Editors note: Future research is needed to determine whether marijuana causes these brain changes, or whether the brain changes are a biomarker that shows a vulnerability to marijuana addiction (although the latter is less likely than the former).
Other data show that marijuana is associated with an increase in psychosis (with heavy use), cognitive deficits, and an earlier onset of both bipolar disorder and schizophrenia in users compared to non-users. These findings make pot begin to look like a real health hazard. With legalization of marijuana occurring in many states, ease of access will increase, possibly accompanied by more heavy use. The most consistent pharmacological effect of marijuana is to produce an amotivational syndrome, characterized by apathy or lack of interest in social activities. Particularly for those already struggling with depression, pot is not as benign a substance as it is often thought to be.
Brain-derived neurotrophic factor (BDNF) keeps neurons healthy and is critical for long-term memory and synapse formation. BDNF levels increase in the nucleus accumbens (the brain’s reward center) and decrease in the hippocampus during clinical depression and chronic cocaine use. In rodents, the same changes in BDNF levels occur during defeat stress (which resembles human depression).
Rodents who are repeatedly defeated by a larger rodent exhibit behaviors such as social withdrawal, lethargy, and decreased interest in sucrose. The increases in BDNF in the nucleus accumbens of these rodents could reflect the learning that takes place during the repeated defeat stress and the depression-like behaviors that follow it. Blocking the BDNF increases in the nucleus accumbens prevents these behaviors from developing.
Chadi Abdallah and other researchers at Yale University recently found that the left nucleus accumbens of patients with treatment-resistant depression is enlarged compared to normal controls, and the drug ketamine, which produces rapid-onset antidepressant effects, rapidly decreases the volume of the nucleus accumbens in the depressed patients. The mechanism by which it does so is unknown, but could reflect some suppression of the depressive learning.

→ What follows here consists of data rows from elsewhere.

PR #180, opened 2019-06-18
MODULES-9195 - Handle corrupt registry_values in a graceful way

rjpearce:
Corrupt registry entries raise an exception when read this prevents which prevents the desired state being enforced.

Ideally there should be some kind of mechanism for these errors should be handled gracefully. 

If gracefully handling is not the default case then a new parameter could be added to allow the user to choose the desired behaviour when read errors are encountered.

The spec test is a WIP as rspec itself will raise an exception when values have invalid encoding. I will continue to work on this but comments, guidance and suggestions very welcome on how to do this.

### DIFF
--- a/lib/puppet/provider/registry_value/registry.rb
+++ b/lib/puppet/provider/registry_value/registry.rb
@@ -100,8 +100,14 @@ Puppet::Type.type(:registry_value).provide(:registry) do
           if Puppet::Util::Windows::Registry.RegQueryValueExW(reg.hkey, valuename_ptr,
             FFI::MemoryPointer::NULL, FFI::MemoryPointer::NULL,
             FFI::MemoryPointer::NULL, FFI::MemoryPointer::NULL) == 0
-            # Note - This actually calls read from Win32::Registry not Puppet::Util::Windows::Registry
-            @regvalue[:type], @regvalue[:data] = from_native(reg.read(valuename))
+            contents = ''
+            begin
+              # Note - This actually calls read from Win32::Registry not Puppet::Util::Windows::Registry
+              contents = reg.read(valuename)
+            rescue Encoding::InvalidByteSequenceError => e
+              Puppet.log_exception(e, "#{e} when reading registry value for '#{valuename}'")
+            end
+            @regvalue[:type], @regvalue[:data] = from_native(contents)
           end
         end
       end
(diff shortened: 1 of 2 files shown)


lib/puppet/provider/registry_value/registry.rb
```diff
@@ -100,8 +100,14 @@ def regvalue
           if Puppet::Util::Windows::Registry.RegQueryValueExW(reg.hkey, valuename_ptr,
             FFI::MemoryPointer::NULL, FFI::MemoryPointer::NULL,
             FFI::MemoryPointer::NULL, FFI::MemoryPointer::NULL) == 0
-            # Note - This actually calls read from Win32::Registry not Puppet::Util::Windows::Registry
-            @regvalue[:type], @regvalue[:data] = from_native(reg.read(valuename))
+            contents = ''
```
glennsarti: Not sure how I feel about the default being an empty string.  This means an empty string is now either a) an empty and valid byte sequence in the registry or b) any valid byte sequence of arbitrary length.

Currently can't be nil either as the `data` method above will make it think the value is absent.

TheRealEdwardCullen: Current behaviour is to error.

This PR will cause resource to indicate both Type and Data to be unset.

I had a stab at making changes [here](https://github.com/TheRealEdwardCullen/puppetlabs-registry/blob/master/lib/puppet/provider/registry_value/registry.rb), which will result in only the Data being shown as incorrect (unset).

If there's some way to more directly indicate that the value could not be read, that would be good. What about simply having the string result be set to "<< Error reading value >>" or similar? There must be **some** string value that would be so unlikely in the real world as to be improbable... What about adding a GUID - that should cause the string to be unique?

I also added additional debugging and changed the format of the error messages slightly (first time in Ruby/Puppet, so not sure how useful they are).

eimlav:
Hi Richard. Thanks for taking the time to submit a PR for this issue. 

Myself and a number of my colleagues have taken a look at the issue you are having. We ultimately decided that this is not something which we believe is suitable for the module. 

One of the main reasons for this is that it could mangle the workflows of other customers/end users who may need the exception to be thrown to notify them of the corrupted data. It could be argued that a parameter like you mentioned could be added allowing you to toggle the workaround but then this 
 has additional consequences:
- Idempotency is lost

Any relationship between the volume of the nucleus accumbens and its levels of BDNF is unknown, but ketamine’s effect on the size of this brain region could be linked to a decrease in the defeat-stress memories.
In a 2013 study of children by Luby et al. in the Journal of the American Medical Association Pediatrics, poverty in early childhood was associated with smaller white and gray matter in the cortex and with smaller volume of the amygdala and hippocampus when the children reached school age. The effects of poverty on hippocampal volume were mediated by whether the children experienced stressful life events and whether a caregiver was supportive or hostile.
The children were recruited from primary care and day care settings between the ages of three and six, and were studied for five to ten years. They were initially assessed annually for three to six years and information on psychosocial, behavioral, and developmental dimensions were collected. Then the children took part in a magnetic resonance imaging (MRI) scan and continued annual assessments that included information such as whether the children experienced stressful life events.
Previous research has shown that poverty affects children’s psychosocial development and economic success in adulthood. This research shows that poverty also affects brain development. The findings suggest important targets for intervention that could help prevent these developmental deficits.